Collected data

Issue #229, opened 2015-01-16
BTCD miss a block and subsequent blocks are all orphan


savardiego:
New installation of btcd 0.9 on a linux debian. Today my node (depsi.zapto.org) has block count 339153 since last night. From the log it looks like it missed the 339154 block, and since the 339155 every block is added as orphan, even if the hash it logs correspond to the right current block (checked on blockchain.info).

Sometimes it seems to start requesting some old block but never the 339154. There's no other error.
The same thing happened yesterday, and after a restart everything went fine.
The node is at my home, and I have a dynamic ip... but other than this problem everything seems to work well.

Thanks.

04:54:26 2015-01-16 [INF] BMGR: Processed 1 block in the last 1m22.57s (375 transactions, height 339153, 2015-01-16 03:55:40 +0100 CET)
04:54:26 2015-01-16 [INF] BMGR: Lost peer 85.175.5.129:21291 (inbound)
04:55:18 2015-01-16 [INF] BMGR: New valid peer 148.251.238.178:60281 (inbound) (/getaddr.bitnodes.io:0.1/)
04:55:18 2015-01-16 [INF] BMGR: Lost peer 148.251.238.178:60281 (inbound)
04:55:39 2015-01-16 [INF] BMGR: New valid peer 112.124.22.80:53714 (inbound) (/bitcoin-seeder:0.01/)
04:55:41 2015-01-16 [INF] BMGR: Lost peer 112.124.22.80:53714 (inbound)
04:55:46 2015-01-16 [INF] BMGR: New valid peer 82.130.102.226:33830 (inbound) (/Snoopy:0.1/)
04:55:46 2015-01-16 [INF] BMGR: Lost peer 82.130.102.226:33830 (inbound)
04:55:48 2015-01-16 [INF] BMGR: New valid peer 27.204.8.63:49756 (inbound) (/Satoshi:0.9.3/)
04:56:30 2015-01-16 [INF] BMGR: New valid peer 88.198.131.156:39072 (inbound) (/bitcoin-seeder:0.01/)
04:56:31 2015-01-16 [INF] BMGR: Lost peer 88.198.131.156:39072 (inbound)
04:57:35 2015-01-16 [INF] BMGR: New valid peer 199.127.225.195:43501 (inbound) (/bitcoin-seeder:0.01/)
04:58:42 2015-01-16 [INF] BMGR: New valid peer 172.245.62.102:36818 (inbound) (/bitcoin-seeder:0.01/)
[...]

Issue #486, opened 2015-08-19
BlockManager stops syncing during initial sync


stevenroose:
I recently deployed btcd to a server with discoverability in order.

I noticed on getaddr.nodelist.io that the block height was no longer increasing (it was still catching up with the network), and this is what I found in the log:
https://gist.github.com/stevenroose/ce3003b8b61b86de5d11

Before that, it was processing blocks as normal, and suddenly it stops. After this excerpt are numerous lines of new connections and lost connections, mostly from `bitcoin-seeder` and `getaddr.bitnodes.io`.

davecgh:
Thanks for the report.  This is a known issue during IBD which is the result of having a single sync peer.  There have somewhat recently been an influx of peers which don't properly serve the chain and unfortunately when the selected sync peer doesn't serve the blocks, there is currently no code to notice this, so it essentially sits there idle waiting for blocks which never come.  Note that this only applies during the initial sync.  Once you're synced, it isn't a problem since the blocks are requested from multiple peers as needed.  Unfortunately, there isn't much you can do at the moment short of disconnecting the peer via btcctl or stopping/restarting btcd.

The current top priority item being working toward is multi-peer downloads which will fix this (and a few other similar type of things) as a part of it.

stevenroose:
Ok, good that you are aware of this. Will restart then.

aquarat:
I've also noticed this issue.

stevenroose:
This really bugs me. btcd stalls more than once a day and I have to restart it manually all the time.

PR #501, opened 2015-09-16
Introduce timer to disconnect peers stalling block download

Roasbeef:
This commit fixes a long standing bug (#486) which previously, would cause a
syncing node to get "stuck", halting all forward progress with respect
to keeping up with the main chain.

There are many nodes on the network which claim to be a fully
functioning full-node, but don't actually properly implement the entire
p2p protocol. For this particular case, after receiving a "getdata" requesting
blocks, these nodes fail to respond with a "block" message.
This would cause btcd to stall block download indefinitely, waiting for
a response which never arrives. Since btcd currently syncs new blocks
via a single syncPeer, it would never attempt to seek to new, active
peers to download the next block from. To fix this issue, we now
disconnect peers whom we deem are stalling forward progress after a
specified timeout.

### DIFF
--- a/blockmanager.go
+++ b/blockmanager.go
@@ -32,6 +32,11 @@ const (
 	// database type is appended to this value to form the full block
 	// database name.
 	blockDbNamePrefix = "blocks"
+
+	// blockStallTimeout is the number of seconds we will wait for a
+	// "block" response after we send out a "getdata" for an announced
+	// block before we deem the peer inactive, and disconnect it.
+	blockStallTimeout = 10 * time.Second
 )
 
 // newPeerMsg signifies a newly connected peer to the block handler.
@@ -775,6 +780,12 @@ func (b *blockManager) fetchHeaderBlocks() {
 		}
 	}
 	if len(gdmsg.InvList) > 0 {
+		// In order to avoid unnecessarily stalling initial block
+		// download due to an unresponsive peer, we initialize a
+		// timer which will disconnect this peer after
+		// blockStallTimeout seconds, unless we receive a block before
+		// then.
+		b.syncPeer.SetBlockStallTimer(blockStallTimeout)
 		b.syncPeer.QueueMessage(gdmsg, nil)
 	}
 }
@@ -1032,6 +1043,7 @@ func (b *blockManager) handleInvMsg(imsg *invMsg) {
 	numRequested := 0
 	gdmsg := wire.NewMsgGetData()
 	requestQueue := imsg.peer.requestQueue
+	blocksRequested := false
 	for len(requestQueue) != 0 {
 		iv := requestQueue[0]
 		requestQueue[0] = nil
@@ -1047,6 +1059,8 @@ func (b *blockManager) handleInvMsg(imsg *invMsg) {
 				gdmsg.AddInvVect(iv)
 				numRequested++
 			}
+
+			blocksRequested = true
 
 		case wire.InvTypeTx:
 			// Request the transaction if there is not already a
@@ -1065,6 +1079,14 @@ func (b *blockManager) handleInvMsg(imsg *invMsg) {
 	}
 	imsg.peer.requestQueue = requestQueue
 	if len(gdmsg.InvList) > 0 {
+		if blocksRequested {
+			// In order to avoid unnecessarily stalling initial block
+			// download due to an unresponsive peer, we initialize a
+			// timer which will disconnect this peer after
+			// blockStallTimeout seconds unless we receive a block
+			// before the timeout.
+			imsg.peer.SetBlockStallTimer(blockStallTimeout)
+		}
 		imsg.peer.QueueMessage(gdmsg, nil)
 	}
 }
--- a/blockmanager.go
+++ b/blockmanager.go
@@ -1076,9 +1076,8 @@ func (b *blockManager) handleInvMsg(imsg *invMsg) {
 				imsg.peer.requestedBlocks[iv.Hash] = struct{}{}
 				gdmsg.AddInvVect(iv)
 				numRequested++
+				blocksRequested = true
 			}
-
-			blocksRequested = true
 
 		case wire.InvTypeTx:
 			// Request the transaction if there is not already a
--- a/blockmanager.go
+++ b/blockmanager.go
@@ -302,7 +302,7 @@ func (b *blockManager) startSync(peers *list.List) {
 
 		// Remove sync candidate peers that are no longer candidates due
 		// to passing their latest known block.  NOTE: The < is
-		// intentional as opposed to <=.  While techcnically the peer
+		// intentional as opposed to <=.  While technically the peer
 		// doesn't have a later block when it's equal, it will likely
 		// have one soon so it is a reasonable choice.  It also allows
 		// the case where both are at 0 such as during regression test.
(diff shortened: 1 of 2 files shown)


Roasbeef:
[Here's an alternative implementation](https://github.com/Roasbeef/btcd/commit/ae680ddc127fc80caf97f0724bdd9a945b1e89fa) that does everything automatically within the peer itself. 

The `blockmanager` approach (as implemented) may possibly, as @dajohi pointed out run into an edge-case where the `outqueue` is backed up and the timeout elapses before the message is even sent out to the peer. If this edge-case is executed, then the approach still "works" but it may pre-maturely boot a peer.

To get around this, and ensure a more precise timeout period, it uses some communication between the `inHandler` and the `outHandler` of the particular peer. It takes advantage of the fact that a select statement will never block on a nil channel. When an outgoing `MsgGetData` is received by the `outHandler`, if a timer isn't already active, it sets up a timer to boot the peer if the `inHandler` doesn't receive a `MsgBlock` in 5 seconds it disconnects the peer. If the `inHandler` gets the message in time, then it cancels the (non-blocking) timeout within the `outHandler` goroutine.

Roasbeef:
After some deliberation, I've come up with a *third* approach to introducing a block stall timer for peers within `btcd`. 

This [new approach](https://github.com/Roasbeef/btcd/commit/102297c239f1b453543b21f18481f3cfc8bd7a4c), in a way, merges the two previous proposals. The timer state is managed solely by the peer within its `inHandler` and `outHandler` goroutines. However, the responsibility of activation of the timer belongs to the blockmanager. 

This way, the timer is started/stopped at the precise points where a peer handles new incoming/outgoing messages. But, the blockmanager (and later executed callbacks with the new `peer` package) have control over the length of the timeout, and can manually activate block stall timeouts on several peers (behavior required to implemented concurrent block download).

It's worth mentioning that I haven't looked very closely at the soon to be merged work to create a new peer package. So I'm not sure which of these approaches would cause the least code/merge-conflict disruption.

davecgh:
@tuxcanfly Can you take a look at these proposals please?  I know you're working on the peer package and so you probably are best qualified to say which one will fit best with your work.

tuxcanfly:
@davecgh Sure, will do.

tuxcanfly:
Ported the patch in the third approach to the new refactored branch:

https://github.com/tuxcanfly/btcd/commit/18151a49a75abc778c53884ca981bc7a4512e636

Had to move the const `BlockStallTimeout` to peer and export it. Other than that, seems fairly straightforward.

davecgh:
From looking at it, I think the latest approach will work well too.  It also seems to fit pretty cleanly with the peer PR.

Mind updating this PR to it?  Then I can comment on it on the files tab and not lose history.

wire/msggetdata.go
```diff
@@ -35,6 +35,17 @@ func (msg *MsgGetData) AddInvVect(iv *InvVect) error {
 	return nil
 }
 
+// RequestsBlock returns true if this GetData message contains a request for a
+// block. Otherwise, it returns false.
+func (msg *MsgGetData) RequestsBlock() bool {
```
Roasbeef: Perhaps this should just be a function defined within `peer.go`?

Roasbeef:
@davecgh done, the PR has been updated to propose only the third proposal :+1:

blockmanager.go
```diff
@@ -1048,6 +1054,10 @@ func (b *blockManager) handleInvMsg(imsg *invMsg) {
 				numRequested++
 			}
 
+			if !blocksRequested {
```
davecgh: I'd just do `blocksRequested = true` here.  There is unlikely to be any efficiency difference, but it would be a little cleaner I think.

wire/msggetdata.go
davecgh: Yeah I think it should be in `peer.go`.

peer.go
```diff
@@ -1796,6 +1827,28 @@ out:
...
+		case timeout := <-p.blockStallActivate:
+			peerLog.Debugf("Activating block stall timer (%v "+
+				"seconds) for: %v", timeout, p)
+			blockStallActive = true
+			stallTimeout = timeout
+		case <-p.blockStallCancel:
+			// The inHandler received a MsgBlock before
+			// blockStallTimeout seconds had elapsed. So we set the
+			// blockStallTimer and blockStallCancel to nil so the
+			//select loop won't block on those cases in the future.
```
davecgh: //select -> // select

davecgh:
I'm fairly certain this is not working as intended.  I turned on peer logging and started a fresh chain sync and there are not any stall-related log messages.

I suspect it's because when it's before the final checkpoint and operating in headers-first mode, inventory announcements are ignored and thus it's never setting the stall timer.  When in headers-first mode the `fetchHeaderBlocks` function is the one that generates the `getdata` messages that request the blocks.

Roasbeef:
I had previously focused my testing on the case wherein after being fully synced, `btcd` would fail to keep up with the best chain, causing it to fall behind. I had overlooked the initial syncing state of headers-first mode during which,  all incoming `invs` are ignored. 

I've updated the PR to also start the stall timer when requesting blocks while in headers-first mode. Additionally, I think this might also fix #229. Previously, during initial sync, `btcd` would never re-request blocks while connected to the same unresponsive `syncNode`. This would cause all other received blocks to be marked as orphan blocks, since we never re-requested the original parent. 

I'm still in the process of testing to ensure the headers-first case is now addressed. I'll report back with my findings.

peer.go
```diff
@@ -1531,6 +1543,9 @@ out:
 			p.handleTxMsg(msg)
 
 		case *wire.MsgBlock:
+			if p.blockStallCancel != nil {
```
davecgh: This is reading the peer field that is being written in `outHandler` which is a separate goroutine.  So it's a race.  The race detect confirms:

==================
WARNING: DATA RACE
Read by goroutine 55:
  main.(*peer).inHandler()
      peer.go:1546 +0x147b

Previous write by goroutine 57:
  main.(*peer).outHandler()
      peer.go:1835 +0x12b1
==================

toddfries:
I'm testing this, and turns out if I start rescanning with 5 btcwallets concurrently ... btcd stalls out enough on the ibd that it thinks it is the peer that is not responding and disconnects the peer.  Somehow detecting we are the problem not them might be in order, but I suspect this will be sorted when async bits are run in parallel not in serial fashion (fix coming in another branch I'm told) .. but in the mean time I think this pull request would do good to set a longer timer as well as adjust the output to something abit more sensible than "... for 5s seconds .." ... see http://sprunge.us/OYYe and http://sprunge.us/EIaO.

peer.go
```diff
@@ -1796,6 +1827,28 @@ out:
 			p.sendDoneQueue <- struct{}{}
 			peerLog.Tracef("%s: acked queuehandler", p)
 
+		case timeout := <-p.blockStallActivate:
+			peerLog.Debugf("Activating block stall timer (%v "+
+				"seconds) for: %v", timeout, p)
```
davecgh: The timeout variable is a `time.Duration` and the print message uses `%v` which means it will print `5s`.  In words, the extra `seconds` is redundant.

peer.go
Roasbeef: Nice catch! I'd forgotten about the existence of Go's [race detector](https://golang.org/doc/articles/race_detector.html). 

I've added a mutex: `blockStallMtx` to protect access to `p.blockStallCancel` between the `inHandler` and the `outHandler`.

peer.go
Roasbeef: Fixed.

davecgh:
As a data point, I'm still seeing stalls during IBD with the latest changes on this PR.

> 12:18:17 2015-10-02 [INF] BMGR: Syncing to block height 375495 from peer 52.xx.xxx.xxx:46325
I noticed a few hours later that I hadn't received any blocks, so I used `btcctl` to find the peer and manually disconnect it `btcctl node disconnect <id>` which led to:
>15:21:27 2015-10-02 [INF] BMGR: Lost peer 52.xx.xxx.xxx:46325 (inbound)                                            
>15:21:27 2015-10-02 [INF] BMGR: Syncing to block height 377164 from peer 98.xxx.xx.xxx:57974
>15:21:49 2015-10-02 [INF] BMGR: Processed 1 block in the last 3h3m32.44s (1828 transactions, height 374848, 2015-09-16 17:42:11 -0500 HC)

As you can see by the `3h3m32.44s` there it took since it processed the last block, the download was clearly stalled on the peer until I manually disconnected it.

davecgh:
Were you able to make any headway on this?

Roasbeef:
Apologies for the lack of an update, I've been rather busy lately. But I haven't forgotten about this PR!

I've pushed two commits. The first adds stall timers when sending off `getheaders` and `getdata` messages. The second aims to fix some false positive peer disconnects which were triggered by the placement of the `blocksRequested` toggle in `blockmanager.handleInvMsg`. 

Additionally, I'm planning on writing a set of tests using the [new peer package](https://github.com/btcsuite/btcd/pull/445) (will post commit here so others can run) in order to ensure the pull works as advertised.

davecgh:
I have a few finishing touches to put on it, but as an update to this, I have a separate PR I will be submitting which approaches this in a different way due to some of the issues we've found with the approach used in this PR.

davecgh:
As previously discussed, I've submitted #518 which is an alternative approach that is a a more general solution and also fixes some concurrency-related issues with that PR as a side effect.

Roasbeef:
Closing in favor of #518.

# Exercise brief:
A single number is needed: the count of lines in the records that include "tuxcanfly".

# Result for this task:
4